Hi, i’m interested about ipfs cluster, but i need something like admin in this technology
I’m trying to make content sharing app, but can understand how some functions works
How can i control pin and unpin command?
Is there permissions for peers?
How to protect cluster from full unpin from hackers?
Found info about ipfs-cluster-ctl
Is ipfs-cluster-ctl control cluster? It’s like main daemon in one node?
Hi!
How can i control pin and unpin command?
There are 3 ways:
Is there permissions for peers?
The details of the current security model are explained here: https://github.com/ipfs/ipfs-cluster/blob/master/docs/ipfs-cluster-guide.md#security
How to protect cluster from full unpin from hackers?
Make sure cluster-secret is set and don’t expose the HTTP API or Proxy API to the world (both listen on localhost by default).
I’d recommend that you read the guide: https://github.com/ipfs/ipfs-cluster/blob/master/docs/ipfs-cluster-guide.md which is very detailed about how ipfs-cluster works.
One ipfs-cluster-service daemon runs for every ipfs node. ipfs-cluster-ctl is just the command line interface to control the daemons. Every cluster node can be used to perform trigger operations in the cluster (like pinning or unpinning).
All the peers in the cluster have a shared secret key. If you have this key you can ask any of the peers to pin/unpin something.
ipfs-cluster-ctl pin add <cid> # Pin a CID in ipfs-cluster ipfs-cluster-ctl pin rm <cid> # Upin a CID
If you have the key you can pin/unpin items, if you don’t have the key you can’t do anything. I don’t think there are any more than that.
If they don’t have the key they can’t do anything.
ipfs-cluster-ctl is the tool you use to control the entire cluster.
https://github.com/ipfs/ipfs-cluster/blob/master/docs/ipfs-cluster-guide.md#user-content-security
I’m read this post, but i didnt find answer
Can i disable pin or unpin for node?
For example
I have app, when app start with ipfs daemon cluster.
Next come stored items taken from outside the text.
PR #12866, opened 2025-08-22
Export `isNetworkStatusInFlight`

jerelmiller:
Discovered this while I was working on the devtools repo. Looks like because of the way v3 was bundled, this was missed.

### DIFF
--- a/scripts/codemods/ac3-to-ac4/src/renames.ts
+++ b/scripts/codemods/ac3-to-ac4/src/renames.ts
@@ -710,6 +710,18 @@ export const renames: Array<IdentifierRename | ModuleRename> = [
       importType: "type",
     })
   ),
+  ...[{ from: "isNetworkRequestInFlight" }].map(
+    moveInto({
+      from: {
+        module: "@apollo/client/core/networkStatus",
+        alternativeModules: ["@apollo/client/core"],
+      },
+      to: {
+        module: "@apollo/client",
+      },
+      importType: "value",
+    })
+  ),
   // no direct 1:1 drop-in replacement
   // {
   //   from: { module: "@apollo/client/react/ssr", identifier: "renderToStringWithData" },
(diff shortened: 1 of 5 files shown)


src/core/index.ts
```diff
@@ -27,7 +27,11 @@ export type {
   UpdateQueryOptions,
   WatchQueryFetchPolicy,
 } from "./watchQueryOptions.js";
-export { isNetworkRequestSettled, NetworkStatus } from "./networkStatus.js";
```
phryneas, line 30: My only thought - shouldn't this be moved to `/utilities` instead? 🤔

phryneas (approved):

src/core/index.ts
jerelmiller: It definitively feels like it should. Is it too late to move it?

phryneas: It's not publicly exposed yet in 4.0, right?

jerelmiller: Ok updated

scripts/codemods/ac3-to-ac4/src/renames.ts
```diff
@@ -710,6 +710,21 @@ export const renames: Array<IdentifierRename | ModuleRename> = [
...
+    { from: "isNetworkRequestInFlight" },
+    { from: "isNetworkRequestSettled" },
+  ].map(
+    moveInto({
+      from: {
+        module: "@apollo/client/core/networkStatus",
+        alternativeModules: ["@apollo/client/core", "@apollo/client"],
+      },
+      to: {
+        module: "@apollo/client/utilities",
```
phryneas, line 723:
```suggestion
module: "@apollo/client/utilities",
alternativeModules: [],
```
otherwise it would be moved from `@apollo/client/core/networkStatus`, but not from `@apollo/client/core` or `@apollo/client`.

jerelmiller: Ah shoot ok missed that! Thanks for catching.

PR #401, opened 2019-02-12
Milestone 26b: Package testTitleData.json in UE4 for easy inclusion in mobile builds

M-Pixel:
If environment variable PF_TEST_TITLE_DATA_JSON is defined, copy it to a Content/JSON within every UE4 ExampleProject.  Configure UE4 to include Content/JSON in asset packaging.  This allows access to the
file from a mobile build, without requiring the developer to manually copy testTitleData.json onto the mobile device, which is particularly difficult on iOS.  This is also potentially useful on desktop, but moreso on target platforms where apps are tightly sandboxed.

This utilizes UE4's file library that unifies packaged-asset-retrieval and raw-filesystem-retrieval to the same API.  If the file is not available at generation time, and thus does not become available in the correct packaged location, the environment variable still kicks in at runtime and can retrieve directly from the filesystem.

### DIFF
--- a/targets/UnrealMarketplacePlugin/examplesource/ExampleProject/Plugins/PlayFab/Source/PlayFab/Classes/PfTestActor.h.ejs
+++ b/targets/UnrealMarketplacePlugin/examplesource/ExampleProject/Plugins/PlayFab/Source/PlayFab/Classes/PfTestActor.h.ejs
@@ -116,7 +116,7 @@ public:
         FString _outputSummary;
     // A bunch of constants: load these from testTitleData.json
     UPROPERTY()
-        FString TEST_TITLE_DATA_LOC = "testTitleData.json";
+        FString TEST_TITLE_DATA_LOC = FPaths::ProjectContentDir() + TEXT("JSON/testTitleData.json");
     UPROPERTY()
         FString userEmail;
     UPROPERTY()
--- a/targets/UnrealMarketplacePlugin/make.js
+++ b/targets/UnrealMarketplacePlugin/make.js
@@ -1,6 +1,7 @@
 var path = require("path");
 var cppMakeJsPath = require("./makeCpp.js");
 var bpMakeJsPath = require("./makebp.js");
+var fs = require("fs");
 
 // Making resharper less noisy - These are defined in Generate.js
 if (typeof (generateApiSummaryLines) === "undefined") generateApiSummaryLines = function () { };
@@ -16,6 +17,7 @@ var copyright =
 exports.makeCombinedAPI = function (apis, sourceDir, baseApiOutputDir) {
     // The list of current supported UE versions - Intended to be the latest 3
     var ueTargetVersions = ["4.18", "4.19", "4.20", "4.21"];
+    var testTitleJsonPath = process.env.PF_TEST_TITLE_DATA_JSON;
 
     for (var v = 0; v < ueTargetVersions.length; v++) {
         var ueTargetVersion = ueTargetVersions[v];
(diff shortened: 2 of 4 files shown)


targets/UnrealMarketplacePlugin/make.js
```diff
@@ -53,9 +55,23 @@ exports.makeCombinedAPI = function (apis, sourceDir, baseApiOutputDir) {
...
         templatizeTree(locals, path.resolve(apiOutputDir, "PlayFabPlugin"), path.resolve(apiOutputDir, "ExampleProject/Plugins"));
+
+        // Create a Content folder that can hold testTitleJSON, so that UE4 can handle putting it onto mobile devices in particular
+        // This works in conjunction with a line in DefaultGame.ini
+        var jsonFolderPath = path.resolve(apiOutputDir, "ExampleProject", "Content", "JSON");
+        fs.mkdir(jsonFolderPath, { recursive: true }, handleError);
+
+        // Don't require PF_TEST_TITLE_DATA_JSON during SDK generation - some devs don't need it, or might just want to put it into the folder manually
+        if (testTitleJsonPath !== undefined) {
+            fs.copyFile(testTitleJsonPath, path.join(jsonFolderPath, "testTitleData.json"), handleError);
```
pgilmorepf: Definitely don't do this.
We don't want to accidentally leak any secure testTitleData files.

targets/UnrealMarketplacePlugin/examplesource/ExampleProject/Plugins/PlayFab/Source/PlayFab/Classes/PfTestActor.h.ejs
```diff
@@ -116,7 +116,7 @@ public:
         FString _outputSummary;
     // A bunch of constants: load these from testTitleData.json
     UPROPERTY()
-        FString TEST_TITLE_DATA_LOC = "testTitleData.json";
+        FString TEST_TITLE_DATA_LOC = FPaths::ProjectContentDir() + TEXT("JSON/testTitleData.json");
```
pgilmorepf: Before we do this, we need to make sure that the .gitIgnore for all Unreal repos contains exclusions for testTitleData files, so they never get submitted.

Add this to .gitIgnore, in every UE repo:

```
**/*TestTitleData.json*
**/*testTitleData.json*
```

We need to land and approve those first, before we can submit this change.

targets/UnrealMarketplacePlugin/make.js
pgilmorepf: Even after the .gitIgnore changes, we can't do this as part of SdkGenerator.
I'm not sure if this is ever safe to do in an automated way.
I will think about it, but we're definitely not doing this here.

targets/UnrealMarketplacePlugin/examplesource/ExampleProject/Plugins/PlayFab/Source/PlayFab/Classes/PfTestActor.h.ejs
Vicodex: Those two lines in .gitignore can possibly be done in one:
**/*[Tt]estTitleData.json*

---
In reply to: [256133097](https://github.com/PlayFab/SDKGenerator/pull/401#discussion_r256133097) [](ancestors = 256133097)

targets/UnrealMarketplacePlugin/make.js
M-Pixel: I think the one danger here is if a developer (who is set up with testTitleData.json) doesn't know that this functionality exists, and then decides to copy-paste their ExampleProject to somewhere public.  That could be solved by moving this functionality into a dedicated command script - if you have to click "copy testTitleData to test runner projects", then at that point I think it's equal risk to not having this code at all (i.e. requiring developers to manually copy/paste the file into every test project), but still less tedious.

Vicodex:
Decided to postpone this and not to require for this deliverable to be a blocker.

App allow pps to share files, node A share music, and each nodes can download it. But i want to protect files node A, from deleting someone. Only node A or Admin can delete it.
Is it possible with cluster?
@hector @es_00788224
I like Akasha project, they have interesting idea, but they have many problems.
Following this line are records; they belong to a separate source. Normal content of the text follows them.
PR #403, opened 2019-02-14
Milestone 28: Added multi-user authenticationContext support in JavaScript

malcolmhoward:
There's a refactor-in-progress of PlayFab._internalSettings.GetAuthValue called PlayFab._internalSettings.GetAuthInfo.  It currently breaks on GetPlayerProfile in the unit tests, but all other previous tests before that one pass.  I'm submitting this pull request using GetAuthValue for now, but I wanted to make you aware of the unused function before you come across it in the code.  The idea behind the refactor is to generalize the logic in the various API methods, so that a method such as GetPlayerProfile, for example, can go from

```
GetPlayerProfile: function (request, callback, customData, extraHeaders) {
        var authKey = "X-Authorization"; var authValue = PlayFab._internalSettings.GetAuthValue(request, authKey);
        if (!authValue) throw PlayFab._internalSettings.errorLoggedIn;
        PlayFab._internalSettings.ExecuteRequest(PlayFab._internalSettings.GetServerUrl() + "/Client/GetPlayerProfile", request, authKey, authValue, callback, customData, extraHeaders);
    },
```

to 

```
GetPlayerProfile: function (request, callback, customData, extraHeaders) {
        var authKey = "X-Authorization"; var authInfo = PlayFab._internalSettings.GetAuthInfo(request, authKey);
        var authValue = authInfo.authValue  ; var authError = authInfo.authError;
        if (!authValue) throw authError ;
        PlayFab._internalSettings.ExecuteRequest(PlayFab._internalSettings.GetServerUrl() + "/Client/GetPlayerProfile", request, authKey, authValue, callback, customData, extraHeaders);
    },
```

I think this change would make it easier to abstract the logic for the bulk of the API methods into one or two helper functions, which should significantly reduce the number of lines of code in the various API files.  Let me know what you think!

### DIFF
--- a/targets/javascript/make.js
+++ b/targets/javascript/make.js
@@ -76,11 +76,20 @@ function getRequestActions(tabbing, apiCall) {
     if (apiCall.result === "LoginResult" || apiCall.request === "RegisterPlayFabUserRequest")
         return tabbing + "request.TitleId = PlayFab.settings.titleId ? PlayFab.settings.titleId : request.TitleId; if (!request.TitleId) throw PlayFab._internalSettings.errorTitleId;\n";
     if (apiCall.auth === "EntityToken")
-        return tabbing + "if (!PlayFab._internalSettings.entityToken) throw PlayFab._internalSettings.errorEntityToken;\n";
+        return tabbing + "var authKey = \"X-EntityToken\"; var authValue = PlayFab._internalSettings.GetAuthValue(request, authKey);\n"
+            + tabbing + "if (!authValue) throw PlayFab._internalSettings.errorEntityToken;\n";
     if (apiCall.auth === "SessionTicket")
-        return tabbing + "if (!PlayFab._internalSettings.sessionTicket) throw PlayFab._internalSettings.errorLoggedIn;\n";
+        return tabbing + "var authKey = \"X-Authorization\"; var authValue = PlayFab._internalSettings.GetAuthValue(request, authKey);\n"
+            + tabbing + "if (!authValue) throw PlayFab._internalSettings.errorLoggedIn;\n";
     if (apiCall.auth === "SecretKey")
-        return tabbing + "if (!PlayFab.settings.developerSecretKey) throw PlayFab._internalSettings.errorSecretKey;\n";
+        return tabbing + "var authKey = \"X-SecretKey\"; var authValue = PlayFab._internalSettings.GetAuthValue(request, authKey);\n"
+            + tabbing + "if (!authValue) throw PlayFab._internalSettings.errorSecretKey;\n";
+//    TODO: Replace the 3 apiCall.auth if-blocks above with the generic solution below once PlayFab._internalSettings.GetAuthInfo() is ready
+//    if (["EntityToken", "SessionTicket", "SecretKey"].includes(apiCall.auth))
+//        return tabbing + "var authKey = \"X-EntityToken\"; var authInfo = PlayFab._internalSettings.GetAuthInfo(request, authKey);\n"
+//        + tabbing + "var authValue = authInfo.authValue; var authError = authInfo.authError;\n"
+//        + tabbing + "if (!authValue) throw authError;\n";
+
     return "";
 }
 
@@ -101,7 +110,7 @@ function getResultActions(tabbing, apiCall) {
             + tabbing + "   var playFabId = result.data.PlayFabId;\n"
             + tabbing + "\n"
             + tabbing + "   if(PlayFab._internalSettings.authenticationContext.hasOwnProperty(playFabId) == false) {\n"
-            + tabbing + "       var playFabId = result.data.PlayFabId;\n"
+            + tabbing + "       PlayFab._internalSettings.authenticationContext[playFabId] = {};"
             + tabbing + "   }\n"
             + tabbing + "\n"
             + tabbing + "   if(result.data.SessionTicket != null) {\n"
@@ -133,14 +142,21 @@ function getUrl(apiCall) {
 }
 
 function getAuthParams(apiCall) {
-    if (apiCall.url === "/Authentication/GetEntityToken")
+    var authConditionArray = [
+        apiCall.url === "/Authentication/GetEntityToken",
+        apiCall.auth === "EntityToken",
+        apiCall.auth === "SecretKey",
+        apiCall.auth === "SessionTicket"
+    ];
+
+    function checkAuthCondition(evaluatedExpression) {
+      return evaluatedExpression === true;
+    }
+
+    // EntityToken, SecretKey, & SessionTicket auth conditions now support authKey and authValue in getRequestActions()
+    // The some() method tests that at least one element in the array passes the test implemented by the provided function
+    if (authConditionArray.some(checkAuthCondition))
         return "authKey, authValue";
-    if (apiCall.auth === "EntityToken")
-        return "\"X-EntityToken\", PlayFab._internalSettings.GetAuthValue(request, \"X-EntityToken\")";
-    if (apiCall.auth === "SecretKey")
-        return "\"X-SecretKey\", PlayFab._internalSettings.GetAuthValue(request, \"X-SecretKey\")";
-    if (apiCall.auth === "SessionTicket")
-        return "\"X-Authorization\", PlayFab._internalSettings.GetAuthValue(request, \"X-Authorization\")";
     return "null, null";
 }
 
--- a/targets/javascript/make.js
+++ b/targets/javascript/make.js
@@ -23,6 +23,7 @@ exports.makeCombinedAPI = function (apis, sourceDir, apiOutputDir) {
         getRequestActions: getRequestActions,
         getResultActions: getResultActions,
         getUrl: getUrl,
+        getPartialUrl: getPartialUrl,
         hasResultActions: hasResultActions,
         sdkVersion: sdkGlobals.sdkVersion,
         sourceDir: sourceDir,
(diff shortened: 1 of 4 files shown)


targets/javascript/make.js
```diff
@@ -76,11 +76,20 @@ function getRequestActions(tabbing, apiCall) {
...
-        return tabbing + "if (!PlayFab._internalSettings.sessionTicket) throw PlayFab._internalSettings.errorLoggedIn;\n";
+        return tabbing + "var authKey = \"X-Authorization\"; var authValue = PlayFab._internalSettings.GetAuthValue(request, authKey);\n"
+            + tabbing + "if (!authValue) throw PlayFab._internalSettings.errorLoggedIn;\n";
     if (apiCall.auth === "SecretKey")
-        return tabbing + "if (!PlayFab.settings.developerSecretKey) throw PlayFab._internalSettings.errorSecretKey;\n";
+        return tabbing + "var authKey = \"X-SecretKey\"; var authValue = PlayFab._internalSettings.GetAuthValue(request, authKey);\n"
+            + tabbing + "if (!authValue) throw PlayFab._internalSettings.errorSecretKey;\n";
+//    TODO: Replace the 3 apiCall.auth if-blocks above with the generic solution below once PlayFab._internalSettings.GetAuthInfo() is ready
+//    if (["EntityToken", "SessionTicket", "SecretKey"].includes(apiCall.auth))
+//        return tabbing + "var authKey = \"X-EntityToken\"; var authInfo = PlayFab._internalSettings.GetAuthInfo(request, authKey);\n"
```
malcolmhoward: Ah, this hard-coded authKey could be the reason why PlayFab._internalSettingsGetAuthInfo() fails for the GetPlayerProfile unit test.  That definitely shouldn't be hard-coded.  Hmm...

targets/javascript/make.js
```diff
@@ -97,12 +106,21 @@ function hasResultActions(apiCall) {
...
-            + tabbing + "       if (result.data.EntityToken != null) {\n"
-            + tabbing + "           PlayFab._internalSettings.entityToken = result.data.EntityToken.EntityToken;\n"
-            + tabbing + "       }\n"
+            + tabbing + "   // Capture the playFabId, and make sure the authenticationContext exists with the ID in question\n"
+            + tabbing + "   var playFabId = result.data.PlayFabId;\n"
+            + tabbing + "\n"
+            + tabbing + "   if(PlayFab._internalSettings.authenticationContext.hasOwnProperty(playFabId) == false) {\n"
+            + tabbing + "       PlayFab._internalSettings.authenticationContext[playFabId] = {};"
+            + tabbing + "   }\n"
+            + tabbing + "\n"
```
pgilmorepf: please don't add spaces to empty lines.
I would actually prefer if the previous line just ended in:
```
...}\n\n"
```
if you want to have a double-space there.

targets/javascript/make.js
```diff
@@ -97,12 +106,21 @@ function hasResultActions(apiCall) {
...
+            + tabbing + "   if(result.data.SessionTicket != null) {\n"
+            + tabbing + "       PlayFab._internalSettings.sessionTicket = result.data.SessionTicket;\n"
+            + tabbing + "       PlayFab._internalSettings.authenticationContext[playFabId]['sessionTicket'] = result.data.SessionTicket;\n"
```
pgilmorepf: Use .variableName when appropriate.
For example, when accessing variables on an authenticationContext, the syntax should be written as:
authenticationContext.sessionTicket
not
authenticationContext['sessionTicket']

targets/javascript/make.js
```diff
@@ -97,12 +106,21 @@ function hasResultActions(apiCall) {
...
-            + tabbing + "           PlayFab._internalSettings.sessionTicket = result.data.SessionTicket;\n"
-            + tabbing + "       }\n"
-            + tabbing + "       if (result.data.EntityToken != null) {\n"
-            + tabbing + "           PlayFab._internalSettings.entityToken = result.data.EntityToken.EntityToken;\n"
-            + tabbing + "       }\n"
+            + tabbing + "   // Capture the playFabId, and make sure the authenticationContext exists with the ID in question\n"
+            + tabbing + "   var playFabId = result.data.PlayFabId;\n"
+            + tabbing + "\n"
+            + tabbing + "   if(PlayFab._internalSettings.authenticationContext.hasOwnProperty(playFabId) == false) {\n"
+            + tabbing + "       PlayFab._internalSettings.authenticationContext[playFabId] = {};"
```
pgilmorepf: Ok, I figured out what I don't like about this. It took me a while.
It is not the responsibility of the PlayFab SDK to archive or index the authenticationContexts for every logged in player.

PlayFab._internalSettings.authenticationContext should not be a dictionary of all authenticationContext's ever.

PlayFabClientApi.LoginWithCustomId will return an authenticationContext as part of a new parameter.
If the customer keeps it, then great. If they don't, then it's just gone. We're not tracking them.

PlayFab._internalSettings.authenticationContext is just one instance of a single authenticationContext, which is the last person to use the static interface to log in. That's it. It's over-written when somebody else logs in.

The developer is responsible for calling login 3 times, and keeping track of three separate authenticationContext objects, and feeding them back into request objects.

targets/javascript/make.js
```diff
@@ -124,14 +142,21 @@ function getUrl(apiCall) {
...
+        apiCall.auth === "SessionTicket"
+    ];
+
+    function checkAuthCondition(evaluatedExpression) {
+      return evaluatedExpression === true;
+    }
+
+    // EntityToken, SecretKey, & SessionTicket auth conditions now support authKey and authValue in getRequestActions()
+    // The some() method tests that at least one element in the array passes the test implemented by the provided function
+    if (authConditionArray.some(checkAuthCondition))
```
pgilmorepf: I don't really understand this in the first pass, so I'm probably going to bring it up again in the next review.

targets/javascript/templates/PlayFab_Api.js.ejs
```diff
@@ -151,11 +151,77 @@ if(!PlayFab._internalSettings) {
...
+            if (PlayFab._internalSettings.authenticationContext[playFabId].hasOwnProperty(authAttr)) {
+                authValue = PlayFab._internalSettings.authenticationContext[playFabId][authAttr];
+            }
+        }
+    }
+    authAttr = authInfoMap[authKey]['authError'];
+    var authError = PlayFab._internalSettings[authAttr];
+
+    return {'authValue': authValue, 'authError': authError};
+};
```
pgilmorepf: I feel like you're replacing 3 lines of admittedly awkward template code with 50 lines of "clever" code. I don't see it as an improvement, and it doesn't structurally match the way we're doing it in the other SDKs.

targets/javascript/templates/PlayFab_Api.js.ejs
```diff
@@ -176,6 +242,7 @@ PlayFab.<%- api.name %>Api = {
 <% } %>    ForgetAllCredentials: function () {
         PlayFab._internalSettings.sessionTicket = null;
         PlayFab._internalSettings.entityToken = null;
+        PlayFab._internalSettings.authenticationContext = {};
```
pgilmorepf: As discussed above, we should not be archiving all authentication contexts ever.

targets/javascript/testingFiles/PlayFabApiTest.ts
```diff
@@ -234,6 +235,96 @@ var PlayFabApiTests = {
         PlayFabClientSDK.LoginWithCustomID(loginRequest, PlayFabApiTests.CallbackWrapper("advertLoginCallback", advertLoginCallback, assert));
     },
 
+    /* CLIENT API
+     * Test that the login call sequence uses the AuthenticationContext when set
+     */
+    LoginWithAuthenticationContext: function (assert) {
```
pgilmorepf: I'm not going to review this test until after the above comments are resolved.

targets/javascript/testingFiles/index.html.ejs
```diff
@@ -9,7 +9,7 @@
     <div id="qunit"></div>
     <div id="qunit-fixture"></div>
     <script src="http://code.jquery.com/jquery-1.7.1.min.js"></script><!-- HTTP vs HTTPS here should match where this file is hosted (This file is not strictly meant to be hosted, but rather run locally) -->
-    <script src="http://code.jquery.com/qunit/qunit-1.19.0.js"></script>
+    <script src="http://code.jquery.com/qunit/qunit-2.0.1.js"></script>
```
pgilmorepf: Yes, I'm happy with this.

targets/javascript/make.js
Vicodex: Thanks Paul! Yes, that is a good description of the goal. We don't want to cache authentication contexts ourselves. It's up to customers to keep/maintain/store them if they want, but we do not keep these authentication objects in _internalSettings or anywhere else ourselves. 

---
In reply to: [257078270](https://github.com/PlayFab/SDKGenerator/pull/403#discussion_r257078270) [](ancestors = 257078270)

targets/javascript/make.js
```diff
@@ -97,18 +95,20 @@ function hasResultActions(apiCall) {
...
+            + tabbing + "    // Apply the updates for the AuthenticationContext returned to the client\n"
+            + tabbing + "    authenticationContext = PlayFab._internalSettings.UpdateAuthenticationContext(authenticationContext, result);\n"
             + tabbing + "    PlayFab.ClientApi._MultiStepClientLogin(result.data.SettingsForUser.NeedsAttribution);\n"
             + tabbing + "}";
     if (apiCall.result === "RegisterPlayFabUserResult")
         return tabbing + "if (result != null && result.data.SessionTicket != null) {\n"
-            + tabbing + "    PlayFab._internalSettings.sessionTicket = result.data.SessionTicket;\n"
-            + tabbing + "    PlayFab.ClientApi._MultiStepClientLogin(result.data.SettingsForUser.NeedsAttribution);\n"
+            + tabbing + "     PlayFab._internalSettings.sessionTicket = result.data.SessionTicket;\n"
+            + tabbing + "     PlayFab.ClientApi._MultiStepClientLogin(result.data.SettingsForUser.NeedsAttribution);\n"
```
pgilmorepf: you have mis-aligned these lines with that extra space.

pgilmorepf: you have mis-aligned these lines with that extra space.

targets/javascript/make.js
```diff
@@ -119,20 +119,26 @@ function getResultActions(tabbing, apiCall) {
     return "";
 }
 
+function getPartialUrl(apiCall) {
```
pgilmorepf: So, the proper term for this is "urlPath".
So let's call this ```getUrlPath(...)```

targets/javascript/templates/PlayFab_Api.js.ejs
```diff
@@ -152,6 +152,79 @@ if(!PlayFab._internalSettings) {
...
+            "X-SecretKey": {
+                authAttr: "developerSecretKey",
+                authError: "errorSecretKey"
+            }
+        },
+
+        GetAuthInfo: function (request, authKey) {
+            // Use the most-recently saved sessionTicket, unless one was provided in the request via the PlayFabId property
+            var authAttr = PlayFab._internalSettings.AuthInfoMap[authKey].authError;
+            var authError = PlayFab._internalSettings[authAttr];
```
pgilmorepf: These two look backwards...

targets/javascript/templates/PlayFab_Api.js.ejs
```diff
@@ -152,6 +152,79 @@ if(!PlayFab._internalSettings) {
...
+            authAttr = PlayFab._internalSettings.AuthInfoMap[authKey].authAttr;
```
pgilmorepf: And now you're re-assigning authAttr, so I think you should figure out the correct two lines out of these three lines. It seems like authError is probably being set wrong, and the first authAttr assignment should be deleted

targets/javascript/templates/PlayFab_Api.js.ejs
```diff
@@ -186,9 +259,11 @@ PlayFab.<%- api.name %>Api = {
             if (callback != null && typeof (callback) == "function")
```
pgilmorepf: I know this isn't your code, but can you change this to ===?

pgilmorepf:
(and the rename)

Vicodex:
Sorry I merged it prematurely..  BUT I reverted the merge, and restored this branch.

Please re-issue a fresh PR from this branch to master.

I don’t want to make new Akasha project, but want to make project like akasha only with posts and file sharing
.
So i thought, for a fast access to content, is it real, to pin and unpin for all clients? And found ipfs cluster, but as i can understand all nodes in cluster, can manage content?
You can’t delete things from ipfs. You can unpin at most.
With ipfscluster or without ipfscluster (using ipfs nodes directly) you have the same problem, if you allow API access to a stranger, that stranger can control what is pinned or unpinned.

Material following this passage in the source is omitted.